_Exercise aim_
Produce the records below again, word for word, but stop after the line that contains "rather than throwing.".

[Stored data]
PR #337, opened 2026-08-18
Proxy data operations through data-info instead of connecting to iRODS

johnworth:
Depends on cyverse-de/data-info#82 — the endpoints this PR calls have to be deployed first.

terrain depended on `clj-jargon` and `clj-icat-direct` and opened its own connections to both, for a handful of operations data-info otherwise owns. Most of that code was a fork of data-info's that had since drifted — `filesystem/sharing.clj` against data-info's `services/sharing.clj`, `common_paths.clj` against `util/paths.clj`, `garnish/irods.clj` against the `get-types` in `services/stat/jargon.clj`. Two services answering the same question about the same file, able to disagree.

**756 lines deleted, 175 added.**

## Sharing no longer fans out

`services/sharing.clj` called `data/share` once per user/path pair, with single-element lists, and derived per-path success from a `try+ / catch map?` around each call. In-process that was cheap; over HTTP it would have been one round trip per pair.

It now sends one request and reads the per-path outcome data-info reports. The grouping that drives the two notifications is unchanged — `(filter :success ...)` / `(remove :success ...)` still works, it just operates on data-info's items rather than locally synthesized ones.

`data/share` and `data/unshare` keep their throwing contract, because `permanent_id_requests.clj` (5 call sites) and `coge.clj` depend on it and would otherwise silently proceed past a failed share. The new `share-paths`/`unshare-paths` expose per-item outcomes for the one caller that wants them.

## Behavior preserved deliberately

- **`resolve-data-type`** passes `ignore-missing`/`ignore-inaccessible` and falls back to `"file"`. The ICAT lookup it replaces returned `"file"` for a data id that resolved to nothing; without the flags data-info would raise instead.
- **`uuid-accessible?`** likewise, so an inaccessible id reports `false` rather than throwing.
- **Skipped shares still count as successes.** data-info reports them with a `reason`; terrain drops it, which keeps the notifications identical to today.
- **`ensure-dir-created`** checks existence first, since data-info's `create-dirs` raises `ERR_EXISTS` where terrain's `ensure-created` was a no-op.

## What stayed

Files that were entirely iRODS are deleted: `icat.clj`, `uuids.clj`, `sharing.clj`, `create.clj`, `garnish/irods.clj`. Files that were only part iRODS kept their pure halves:

- `stat.clj` → `get-public-data-user` (an authorization policy decision — anonymous fallback for community data) and `do-stat` (already a passthrough)
- `validators.clj` → `not-superuser`
- `common_paths.clj` → the logging macros used in 19 places, plus `id->label` and `user-home-dir`. `user-trash-path` now builds the path directly instead of borrowing clj-jargon's `trash-base-dir`, which was pure string manipulation anyway.

`irods-home`, `irods-user`, `irods-zone` and `fs-community-data` are **not** removed — they're used for path building and identity outside the filesystem package (`directory.clj`, `permanent_id_requests.clj`, `metadata/tags.clj`). The 15 connection and credential properties are gone, and `exception-filters` no longer references the ICAT password since it no longer exists.

Favorites sort columns now map onto data-info's listing vocabulary rather than raw ICAT column names. That translation stays at the gateway, as does subject-to-iRODS-username resolution (`g:gsa` → `@grouper-<id>`), which is Grouper knowledge data-info shouldn't have.

## Testing

`lein test`: 19 tests, 65 assertions, 0 failures. `lein check` clean.

The existing suite doesn't cover these paths, so the real verification is the deploy — the areas to exercise are sharing and unsharing (including the notifications), the favorites listing with each sort column, URL import, and default-output-directory validation.


ianmcorvidae (approved):
This looks pretty reasonable to me, other than any changes that might be necessary based on my data-info PR comments.

slr71 (approved):
Looks good to me! 👍

PR #338, opened 2026-08-21
CORE-2197: add support for metadata filtering to the app search endpo…

slr71:
…ints.

These endpoints are simple pass-through calls to the apps service, so the only change that is required is to bump the common-swagger-api version.


psarando (approved):
:shipit:

psarando (approved):
LGTM 👍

_Expected answer_
PR #337, opened 2026-08-18
Proxy data operations through data-info instead of connecting to iRODS

johnworth:
Depends on cyverse-de/data-info#82 — the endpoints this PR calls have to be deployed first.

terrain depended on `clj-jargon` and `clj-icat-direct` and opened its own connections to both, for a handful of operations data-info otherwise owns. Most of that code was a fork of data-info's that had since drifted — `filesystem/sharing.clj` against data-info's `services/sharing.clj`, `common_paths.clj` against `util/paths.clj`, `garnish/irods.clj` against the `get-types` in `services/stat/jargon.clj`. Two services answering the same question about the same file, able to disagree.

**756 lines deleted, 175 added.**

## Sharing no longer fans out

`services/sharing.clj` called `data/share` once per user/path pair, with single-element lists, and derived per-path success from a `try+ / catch map?` around each call. In-process that was cheap; over HTTP it would have been one round trip per pair.

It now sends one request and reads the per-path outcome data-info reports. The grouping that drives the two notifications is unchanged — `(filter :success ...)` / `(remove :success ...)` still works, it just operates on data-info's items rather than locally synthesized ones.

`data/share` and `data/unshare` keep their throwing contract, because `permanent_id_requests.clj` (5 call sites) and `coge.clj` depend on it and would otherwise silently proceed past a failed share. The new `share-paths`/`unshare-paths` expose per-item outcomes for the one caller that wants them.

## Behavior preserved deliberately

- **`resolve-data-type`** passes `ignore-missing`/`ignore-inaccessible` and falls back to `"file"`. The ICAT lookup it replaces returned `"file"` for a data id that resolved to nothing; without the flags data-info would raise instead.
- **`uuid-accessible?`** likewise, so an inaccessible id reports `false` rather than throwing.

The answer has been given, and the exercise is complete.